石垣に注目!
出石の観光ガイドをしている加藤勉さんに出石城跡の見どころを教えてもらいました。
「築城当時のまま残っている石垣に注目してみてください。この時代に発展した算木積(さんぎづみ)という技法が用いられています」と加藤さん。
算木積とは石垣の隅角部の積み方。長方体の石の長辺と短辺を交互に重ね合わせて積むことで、全体がとても頑丈になるそうです。
当時の最先端の技術が今日まで立派な石垣を支えてきたんですね。
「ノミの跡が残っている石もありますよ」
よく見ると巨大な石に歯型のような跡が……これは石を切る際についたノミの跡だそうです。すべて手作業、途方もない城造り!
本丸のさらに上に……
城の構造は有子山を背後に、上から稲荷郭、本丸、二の丸、三の丸とハシゴを立てかけたような「梯郭式(ていかくしき)」といわれる配置。
稲荷神社は築城時から現在の場所にあったと考えられていますが、城郭内のさらに本丸より上にあるのはとても珍しい構造です。
400年続く「三たん一」の大祭
江戸時代、出石藩は年に一度、初午(はつうま)の日に限り城の大手門を開放して、身分を問わず城内の稲荷神社へ参詣することを認めたと言います。当時の身分制度を考えると城主のふところはかなり深い!

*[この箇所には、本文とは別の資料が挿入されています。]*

PR #140, opened 2026-08-11
fix(dashboard): backfill full manifest summary; scope fingerprint to reports

Baukebrenninkmeijer:
Follow-up to #138 review findings ([RES-1276](https://linear.app/orqai/issue/RES-1276/dashboard-manifest-backfill-degrades-eq-runs-rows-fingerprint-sweeps)).

## 1. Manifest backfill degraded `eq runs` rows

`_backfill_manifest()` wrote a sidecar whose summary was `{'total_results': N}` — enough for the dashboard card, not for the CLI tables, which read the same summary. Once the dashboard had been opened, `eq redteam runs` lost pipeline / tested_agents / vulnerability_rate for that run, and `eq sim runs` lost mode / target kind / scorer averages. Silent, and only for runs the dashboard had seen.

- `RedTeamReport.manifest_summary()` and `SimulationRun.manifest_summary()` are now the single definition of the summary shape. The live runners and the dashboard backfill both call it, so a backfilled row is field-identical to one the run wrote itself.
- `summary_is_complete()` (in `common/run_manifest.py`) treats a summary carrying only `total_results` as incomplete. `list_run_records()` demotes such a record to the legacy full-report row (so the CLI never renders half-blank columns), and `scan()` re-reads the report and rewrites the sidecar — thin sidecars already on disk heal on the next dashboard visit.

## 2. `fingerprint()` swept files no aggregate reads

It globbed every root `*.json`, including the `01_`/`02_`/`03_` stage artifacts `_iter_report_files()` deliberately excludes. Rewriting an artifact invalidated the whole-store cache for nothing. It now sweeps through `_iter_report_files()`, so one predicate decides what counts as a report. The "~5 ms per 1000 files" figure in #138 measured that wrong file set — claim dropped rather than re-measured.

## Tests

- `eq redteam runs --json` stats row is unchanged across a dashboard `scan()` that backfills the sidecar (the acceptance test for the regression).
- Backfilled sidecar summary equals `RedTeamReport.manifest_summary()`.
- A thin sidecar is rewritten by `scan()` and demoted to a full-read row by `list_run_records()`.
- Rewriting a `01_` artifact does not change the fingerprint.

Existing manifest-first fixtures were updated from `{'total_results': N}` to a realistic writer summary — a thin summary is now, by design, not manifest-servable.

`ruff check` / `ruff format --check` on `src`, bare `basedpyright`, and `pytest -m 'not integration'` (4072 passed) all clean.

### DIFF
--- a/src/evaluatorq/common/run_manifest.py
+++ b/src/evaluatorq/common/run_manifest.py
@@ -28,7 +28,7 @@ from typing import TYPE_CHECKING, Any
 from loguru import logger
 
 from evaluatorq.contracts import (
-    RUN_SUMMARY_TOTAL_KEY,
+    RUN_SUMMARY_VERSION,
     ManifestStatus,
     RunManifest,
     RunSummary,
@@ -136,9 +136,12 @@ class ManifestWriter:
         if report_path is not None:
             self.manifest.report_path = str(report_path)
         # Compact headline stats so a run-list row can be built from the manifest
-        # alone — no full-report read needed for completed runs.
+        # alone — no full-report read needed for completed runs. Stamped with the
+        # shape's version here, the one place a summary is stored, so no writer
+        # can persist an unversioned (or stale-shaped) one.
         if summary is not None:
             self.manifest.summary = summary
+            self.manifest.summary_version = RUN_SUMMARY_VERSION
         self.flush()
 
     def cancel(self) -> None:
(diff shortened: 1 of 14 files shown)


currentlycodinng (approved):
Verified locally on head `a9dc559`: `uv sync --all-extras` + `pytest tests/dashboard tests/common -m 'not integration'` → **973 passed**. CI green across all four Python versions.

The fix is the right shape. Collapsing the summary into `manifest_summary()` on the report models means the two writers (`redteam/runner.py:1133`, `simulation/api.py:1339`) and the dashboard backfill can't drift — I grepped for any other `.complete(` / `summary={` call site and those two are the only ones, so the "single source of truth" claim actually holds. Routing `scan()` through `list_run_records()` so the dashboard and the CLI tables share one listing is a better fix than patching the summary shape in place, and dropping the "~5 ms per 1000 files" number rather than re-measuring it against the corrected file set is the honest call.

Two observations, neither blocking:

**A completed manifest with a thin summary whose report file is gone now disappears from every listing.** `list_run_records` `continue`s past it to leave the report uncovered, and the legacy glob then finds nothing to carry it:

```
report exists? False
list_run_records -> []
scan cards -> 0
```

Before this PR it listed from the manifest (with the blank columns this PR is fixing). Arguably an improvement — a card whose report is deleted only 404s on click — but it's a silent listing change that isn't in the docstring or the tests, and thin sidecars on disk are exactly the population this PR is about. Worth one line in `summary_is_complete`'s docstring at minimum.

**A backfill that keeps failing re-pays its cost on every scan.** `_backfill_manifest` now does a full `ADAPTERS[...].load(path)` in addition to the `_card` read. On success that's the documented one-off migration price. On a schema mismatch it returns after the `logger.warning`, no sidecar is written, and the next scan does the same full validate and logs the same warning again — permanently slower scans plus a warning per report per scan for any runs dir holding old-schema reports. A marker (even an empty-summary sidecar with a `backfill_failed` status) would stop the retry loop.

Nit: `scan()`'s docstring still describes the algorithm it used to implement itself ("Each `.manifests/*.json` sidecar becomes a card...", "Report files already covered by a manifest's `report_path` are de-duplicated out") — that logic now lives in `list_run_records`, and the docstring should point there rather than restate it.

これが現在も続く「初午大祭」の始まり。毎年3月の第3土曜日を中心に3日間にわたって行われ、「三たん一」の大祭(但馬、丹波、丹後の旧3国で最も賑わうという意味)と言われています。
稲荷神社でお守りを買うと引けるハズレなしの「福くじ」は、お祭りの日だけ解禁された博打の名残という説も。
町民に愛され続ける憩いの場
稲荷神社の参道に建つ37基の鳥居と157の石段は、廃城後、明治に入って町民が整備したものです。また、本丸跡にある感応殿(かんのうでん)は、出石藩仙石氏の祖権兵衛秀久公を祀るために旧家臣らが建てたもの。仙石氏といえば、お国替えの際に信州からそば職人を連れてきたと伝わり、出石そばのルーツでもあります。
出石の繁栄を築いた藩主への愛着は深く、城跡は町民の憩いの場として今もなお大切にされています。